Saved data entries:
PR #188, opened 2026-07-17
Own the full HR→UFAST DICOM preprocessing chain

SBose-12:
# Own the full HR→UFAST DICOM preprocessing chain

## Summary

Vanguard now owns the complete preprocessing path from paired raw DICOM to a vessel skeleton on the UFAST kinetic grid:

`prepare → infer → tc4d → map → qc`

- Loads the exact reviewed native high-resolution (HR) and ultrafast (UFAST) series from DICOM and preserves physical acquisition times and spatial geometry.
- Translation-aligns every HR phase to HR phase 0 before frozen-model preprocessing, then gives all HR vessel-probability phases to TC4D.
- Resamples UFAST to a 1 mm grid and composes accepted translation motion into that single interpolation. UFAST used for kinetics isn't clipped, normalized, or z-scored.
- Maps the static HR skeleton onto the UFAST grid through the shared DICOM `FrameOfReferenceUID` and records image-content alignment QC.
- Fails closed instead of reusing outputs when the policy, case row, manifests, inventory, models, or expected artifacts don't match.
- Requires an explicit `pass` or `manually_approved` alignment status before Vanguard kinetic features can be sampled. The final alignment gate includes HR-to-UFAST alignment, HR interphase motion, and UFAST interphase motion. Legacy cohorts without Vanguard kinetic metadata keep their existing behavior.

## Data contract

The staged Karczmar-lab package contains 179 runnable exams with distinct HR and UFAST series. One shared HR/UFAST acquisition and one split-series exam are retained in the manifests but explicitly excluded from this runnable cohort.

## Validation at this head

- Ruff and all 33 focused preprocessing, DICOM-staging, and GNN data-loader tests pass.
- Real-DICOM v5 prepare smoke: Slurm job `13027311`, reviewed SimBioSys case.
  - Preserved 6/6 HR phases, 13/13 UFAST phases, and all physical UFAST acquisition times.
  - HR-to-UFAST alignment, HR motion, and UFAST motion QC all passed.
  - UFAST motion accepted only bounded, correlation-improving translations; rejected proposals retained the directly resampled raw phase.
- Independent dynamics check: Slurm job `13028748`.
  - Raw DICOM versus direct 1 mm resampling relative mean-curve correlation: 0.99999993.
  - Direct resampling versus final motion-corrected relative mean-curve correlation: 0.99999967.
  - Peak enhancement amplitude ratio: 1.0; peak phase remained 10.
  - Maximum relative curve difference from accepted motion correction: 0.000683.

[...]

PR #192, opened 2026-07-17
Adapter seams across the DICOM-to-skeleton-and-kinetics pipeline (graph extraction, segmentation, QC/CLI) (Step 4 of Modularization)

SBose-12:
## Summary
Combines Step 4 of the multi-dataset modularization (see `cohorts/README.md`) into one integration PR, at Anna's request. This was originally three stacked PRs (#189 graph extraction, #190 segmentation, #191 QC/CLI) — that split was reverted because these three seams collectively define a single end-to-end DICOM-to-skeleton-and-kinetics pipeline: they touch the same discovery/orientation/reporting contract in `cohorts/base.py`, and merging them separately would leave the pipeline in an inconsistent state between merges and require repeated rebasing of the later stages on the earlier ones. This is an intentional, one-off exception to our normal preference for small atomic PRs; we're returning to that afterward.

- **Graph extraction** (formerly #189): optional `adapter` param on `run_study_pipeline`; per-timepoint discovery and MIP-flip routed through the adapter when given.
- **Segmentation** (formerly #190): optional `adapter` param through `batch_segmentation.py`'s preprocessing/output-path functions; includes the UChicago RAS→LAI orientation fix (verified against BreastDivider ground truth, mean Dice 0.902).
- **QC/CLI** (formerly #191): adapter-driven QC `report_by` seam, broadened `split_col` collision check, CLI wiring for adapter selection, Slurm smoke-test scripts.
- All three stages preserve byte-for-byte MAMA-MIA behavior when `adapter=None` (every current caller).

## Test plan
- [x] `pytest -q` — 141 passed / 2 skipped
- [x] `ruff check` / `ruff format` clean
- [x] Rebased onto current `main`; `adapter=None` path unchanged
- [x] Slurm smoke test on 5 UChicago patients through segmentation + skeleton stages
EOF
)"


annawoodard (changes requested):
You've done a tremendous amount of careful work here, Sarit!!! I'm especially impressed that you caught the cross-patient intermediate-file collision, fixed patient limiting at the case level, strengthened the fold validation, and tested that the adapter-free path preserves existing MAMA-MIA behavior. The smoke testing also did exactly what we wanted: it exposed real orientation and memory problems before a larger run. This is strong, thoughtful engineering.

There are a few changes we need before merging, mostly because I merged PR #188 after you built this branch, so the canonical UChicago pipeline has changed underneath you.

First, please rebase onto current main. There's a conflict in `batch_segmentation.py`, and we need to preserve both sides of it: your adapter should determine the spatial reorientation, and then the result should go through PR 188's shared `frozen_model_intensity_preprocess`. We don't want to restore the older duplicated normalization code.

The more important change is that we should no longer use the legacy UChicago UFAST NIfTI files as inputs to vessel segmentation and skeletonization. PR #188 established the pipeline we now want:

  - Segment every higher-spatial-resolution HR phase.
  - Construct the skeleton from the HR vessel probabilities.
  - Map that static skeleton onto the motion-corrected UFAST grid.
  - Compute kinetics from the raw UFAST signal using the physical timestamps.

The UChicago path in this PR currently segments the UFAST phases directly, then uses vessel probabilities and filename indices for kinetics. That was a reasonable implementation when you started this work, but it's been superseded by the raw- DICOM HR_UFAST pipeline. Please keep the generic adapter, collision-prevention, CLI, and QC work, but remove or disable the legacy UChicago imaging route. Ideally, selecting UChicago here should direct the user to the paired raw-DICOM preprocessing pipeline so we don't leave two competing implementations.

One smaller correction: if an adapter requests report_by="dataset" but that column is missing, the evaluation should raise a clear error instead of silently falling back to another subgroup column. Otherwise, we could think we generated the requested UChicago sub-source QC when we didn't.

I tested a combined version using the correct conflict resolution: Ruff passed, 81 focused tests passed, and all nine standalone segmentation seam checks passed. So the underlying adapter work is in very good shape. Most of what you built should stay. We mainly need to rebase it around the newer UChicago preprocessing contract.

This was a large and difficult integration, and you've handled many subtle issues well. The collision fix in particular prevented a serious silent data-corruption bug. Great work!!!

annawoodard (approved):
THIS IS GREAT WORK!!!! you're the best @SBose-12 

👏 👏 👏 👏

DESCRIPTION OF THE TASK ▸ Copy the entries word for word. Start at the first line and end with the line containing "## Data contract".

THE ANSWER ▸
PR #188, opened 2026-07-17
Own the full HR→UFAST DICOM preprocessing chain

SBose-12:
# Own the full HR→UFAST DICOM preprocessing chain

## Summary

Vanguard now owns the complete preprocessing path from paired raw DICOM to a vessel skeleton on the UFAST kinetic grid:

`prepare → infer → tc4d → map → qc`

- Loads the exact reviewed native high-resolution (HR) and ultrafast (UFAST) series from DICOM and preserves physical acquisition times and spatial geometry.
- Translation-aligns every HR phase to HR phase 0 before frozen-model preprocessing, then gives all HR vessel-probability phases to TC4D.
- Resamples UFAST to a 1 mm grid and composes accepted translation motion into that single interpolation. UFAST used for kinetics isn't clipped, normalized, or z-scored.
- Maps the static HR skeleton onto the UFAST grid through the shared DICOM `FrameOfReferenceUID` and records image-content alignment QC.
- Fails closed instead of reusing outputs when the policy, case row, manifests, inventory, models, or expected artifacts don't match.
- Requires an explicit `pass` or `manually_approved` alignment status before Vanguard kinetic features can be sampled. The final alignment gate includes HR-to-UFAST alignment, HR interphase motion, and UFAST interphase motion. Legacy cohorts without Vanguard kinetic metadata keep their existing behavior.

## Data contract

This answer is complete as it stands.